(Stored entries)
------------

Issue #673, opened 2025-02-20
Any timeline that the recursive flag for addWatch can be exposed?


hu13:
hi, i want to perform recursive watch by default on windows.

but the api does not yet expose this option. 
https://github.com/fsnotify/fsnotify/blob/main/fsnotify.go#L481

any timeline for that? or why is this currently not possible?

apologize if this question has been asked many times.

thanks.

SearidangPa:
Currently, the code base has this [function](https://github.com/fsnotify/fsnotify/blob/a9bc2e01792f868516acf80817f7d7d7b3315409/fsnotify.go#L485) to determine if the user wants the watcher to be recursive. 

But because of the `filepath.Clean` path function, when i input something like `syncRoot\...`, `filepath.Clean()` would remove the trailing `\...`

lawmurray:
There is also an `enableRecurse` flag that needs to be set to enable the feature. If you're happy with a dirty hack, you can use `go:linkname` to set that as I did [here](https://github.com/rclone/rclone/pull/8258/files/c9e28b34142eb93052ac95df6e2a85f592686677#diff-b7cbce6ef2eaf813cc1ce43c436e9a673fcb1b7b830f370378aa9a96228f0172) for an rclone PR, but apparently `go:linkname` is [being deprecated](https://huizhou92.com/p/%23-golang-1.23-changes-to-/golinkname-and-what-it-means-for-developers/), making it doubly dirty. Once you've done that though, you can pass in paths with trailing `\...` to get recursive watchers on Linux and Windows.

Looking at the code, fsnotify has recursive watchers for Windows (system provided) and Linux (implemented in fsnotify using non-recursive watchers) but I suppose is in need of a contribution for Mac before the feature is complete.

I do wonder whether, rather than specific Linux and Mac recursive watchers, there could be just one recursive watcher implemented around fsnotify's own interface, rather than the lower-level inotify and FSEvents interfaces. That's basically what this PR for rclone is doing, and it works on both Linux and Mac. Perhaps that code could be adapted for upstream to fsnotify. See [here](https://github.com/lawmurray/rclone/blob/7787b7d54155cabf58ec40a9fa0ccd047cd2f393/backend/local/changenotify_other.go#L136) for some further progress that's a little simpler than the PR linked above.

As a stopgap, perhaps the maintainers would consider a `SetEnableRecurse()` function to set the flag instead, so that at least the Linux and Windows recursive watchers become available.

[...]

PR #676, opened 2025-03-07
Add recursive backend that wraps any other non-recursive backend.

lawmurray:
Consider this a draft. It would be useful to hear whether there is interest in this approach before investing more time in it, and if so to get some help from others to debug platform specifics, especially for BSD, as I have little experience there. The public interface needs some consideration, currently I've just set this up to force the use of the recursive backend in all cases, as that was easiest for testing.

There is interest in supporting recursive watchers (e.g. #673, #114, #18). I have been interested in this for a PR on rclone also (rclone/rclone#8258), where I wrote a user-level recursive watcher around fsnotify that works on Linux and Mac, so in some sense this is looking at the feasibility of upstreaming that.

The idea of this approach is to provide a recursive backend that wraps any other non-recursive backend to provide support for recursive watchers, so that it is not necessary to add support for every backend separately. It does that using a pipeline approach, starting a goroutine that consumes from the existing event channel, does its work for recursion, and emits to a second event channel from which the user of fsnotify consumes.

For the Windows backend, where there is system-level support, it mostly passes through, although still acts as a wrapper to provide consistent behavior with create events. I realise the inotify backend has a user-level recursive implementation too; much of this is based on that actually, and might be seen as factoring that out to be usable by other backends too.

### DIFF
--- a/backend_fen_test.go
+++ b/backend_fen_test.go
@@ -23,21 +23,21 @@ func TestRemoveState(t *testing.T) {
 
 	check := func(wantDirs, wantFiles int) {
 		t.Helper()
-		if len(w.b.(*fen).watches) != wantFiles {
+		if len(w.b.(*recursive).b.(*fen).watches) != wantFiles {
 			var d []string
-			for k, v := range w.b.(*fen).watches {
+			for k, v := range w.b.(*recursive).b.(*fen).watches {
 				d = append(d, fmt.Sprintf("%#v = %#v", k, v))
 			}
 			t.Errorf("unexpected number of entries in w.watches (have %d, want %d):\n%v",
-				len(w.b.(*fen).watches), wantFiles, strings.Join(d, "\n"))
+				len(w.b.(*recursive).b.(*fen).watches), wantFiles, strings.Join(d, "\n"))
 		}
-		if len(w.b.(*fen).dirs) != wantDirs {
+		if len(w.b.(*recursive).b.(*fen).dirs) != wantDirs {
 			var d []string
-			for k, v := range w.b.(*fen).dirs {
+			for k, v := range w.b.(*recursive).b.(*fen).dirs {
 				d = append(d, fmt.Sprintf("%#v = %#v", k, v))
 			}
 			t.Errorf("unexpected number of entries in w.dirs (have %d, want %d):\n%v",
-				len(w.b.(*fen).dirs), wantDirs, strings.Join(d, "\n"))
+				len(w.b.(*recursive).b.(*fen).dirs), wantDirs, strings.Join(d, "\n"))
 		}
 	}
 
--- a/backend_inotify.go
+++ b/backend_inotify.go
@@ -99,6 +99,13 @@ func (w *watches) remove(wd uint32) {
 	delete(w.wd, wd)
 }
 
+func (w *watches) existsPath(path string) bool {
+	w.mu.RLock()
+	defer w.mu.RUnlock()
+	_, ok := w.path[path]
+	return ok
+}
+
 func (w *watches) removePath(path string) ([]uint32, error) {
 	w.mu.Lock()
 	defer w.mu.Unlock()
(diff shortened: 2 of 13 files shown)


arp242:
Recursion already works for Windows and inotify; adding to it kqueue isn't actually that hard and I did it already last year, but then I accidentally deleted all my work by freeing up space and deleting my FreeBSD VM 😭

I need to re-do that work and rewrite the kqueue backend (again), not just for the recursion, but also for other features like event filtering and tracking renames.

That leaves us with illumos/FEN. I think adding it to that isn't too much effort, but I haven't looked at it yet. I'm also kind of okay shipping without FEN support if that's really a hang-up, because it's so little used. But we'll see how it goes.

So with that, it kind of makes this approach redundant? It's also something you can do from the "outside": that is, I don't think you strictly need any code in here to make it work?

lawmurray:
The idea is to factor out recursion in the design to ensure consistent behavior across all backends (that do not natively support it, so all but Windows I think?). It allows the inotify code to be simplified by removing the recursive bit, and there would be no need to finish recursive implementations for the other backends. Whereas, implementing recursion for each backend (that does not natively support it) separately may mean inconsistent behavior, more opportunity for bugs, and more code to maintain.

Of course, this is not my decision to make, just making the case for consideration.

arp242:
> The idea is to factor out recursion in the design to ensure consistent behavior across all backends (that do not natively support it, so all but Windows I think?). It allows the inotify code to be simplified by removing the recursive bit, and there would be no need to finish recursive implementations for the other backends

Yeah, that would be nice. I guess my concern is stuff like:

    if inEvent.Mask&unix.IN_MOVE_SELF == unix.IN_MOVE_SELF {
        if watch.recurse { // Do nothing
            return Event{}, true
        }

Which is not necessarily easy to reliably reproduce with a wrapper? There is some other stuff as well, such as renames within the watched directory: since the file descriptor/watch is retained, all we need to do is update the internal structure.

Other than that, adding recursion isn't that difficult as such. If you look at the ionotify backend then it's very little code and all of it is very straight-forward. It's just that other stuff such as bugs have always taken priority, and often it's quite time-consuming to debug/fix these in a cross-platform way, and that the general design of things is a bit messy in parts due to a long history (hence the need for a rewrite).

valoq:
Offering help with testing this feature. Hoping for it to make the next release

firetest770:
This feature would solve a few problem for me and I'm quite looking forward to this making it into a future release.
While I'm just a student, I would like to sponsor this feature in particular.
Is there any realistic chance for this to be implemented this year?

MK796:
I would like to add a concrete downstream use case and suggest giving recursive watch support higher priority.

Traefik uses fsnotify as the foundation of its file provider. Traefik currently loads configuration files recursively from the configured `providers.file.directory`, but with `watch: true` it only registers watches for the configured root and supported top-level configuration files. Changes deeper in the directory tree therefore do not reliably trigger a reload.

For Traefik, the preferred downstream behavior would be automatic recursive watching below the existing configured directory whenever `watch: true` is enabled.

The existing configured `directory` would remain the root of that recursive watch. Existing descendants and directories created after startup would be watched consistently. No additional recursion-specific user-facing option would be required.

This does not mean that fsnotify should make every existing watch recursive by default. fsnotify should expose a stable explicit recursive API, which Traefik could select internally for its existing `watch: true` behavior.

For Traefik's current release targets, recursive behavior needs to be consistent across:

- Windows
- Linux/inotify
- macOS, FreeBSD, and OpenBSD/kqueue

For fsnotify as a library, the public recursive API should also define the behavior of illumos/FEN for as long as that backend remains supported.

There is another implementation path for the same feature that should be cross-referenced here:

- #733 originally attempted to complete recursive watch support across all backends.
- #750 covered the remaining inotify fixes and was closed because commit 853adeb already addressed them.
- #751 adds recursive FEN support.
- #752 adds recursive kqueue support.
- #753 publicly enables recursive watches through the `/...` path suffix after the backend work is complete.

The common-wrapper approach proposed in this PR and the per-backend path represented by #751 and #752, followed by public enablement in #753, appear to be alternative implementation approaches rather than a linear dependency chain.

It would be useful to cross-link these efforts and clarify which direction the maintainers prefer. Downstream consumers need one stable and consistent cross-platform API.

The related Traefik history is:

https://github.com/traefik/traefik/issues/3986
https://github.com/traefik/traefik/pull/11117

Traefik declined its previous implementation partly because recursive behavior could differ between directories present at startup and directories created later. A stable fsnotify implementation with defined semantics would directly address that concern.

I have also been testing a downstream Traefik proof of concept across Linux, Windows, and macOS. These tests exposed a kqueue event-ordering race when a downstream implementation dynamically registers newly created paths. I can provide the reproduction and stress tests if useful.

------------

▶ [Task] Search the entries above for the string "already". Copy each line in which it appears.

▶ [Answer section]
Recursion already works for Windows and inotify; adding to it kqueue isn't actually that hard and I did it already last year, but then I accidentally deleted all my work by freeing up space and deleting my FreeBSD VM 😭
- #750 covered the remaining inotify fixes and was closed because commit 853adeb already addressed them.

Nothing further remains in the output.